If a line of the data below holds the string "Untitled", copy it.
━━━━━━━━━━━━━━━━
PR #1071, opened 2016-01-29
Path encoding/escaping issues

mossprescott:
Really not happy about all the silly filtering this requires in the tests but didn't want to make this wait for a fix in pathy. On the other hand, switching the escape char for DB's has hardly any fallout.

With this in place, I can add folders at the DB-level, through the API, with names like `Untitled Folder.slam` and `foo/bar.slam`:
```
> show databases
...
Untitled+Folder~slam  0.078GB
admin                 0.078GB
foo%divbar~slam       0.078GB
quasar-test           0.453GB
```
━━━━━━━━━━━━━━━━
### Answer to the exercise
With this in place, I can add folders at the DB-level, through the API, with names like `Untitled Folder.slam` and `foo/bar.slam`:
Untitled+Folder~slam  0.078GB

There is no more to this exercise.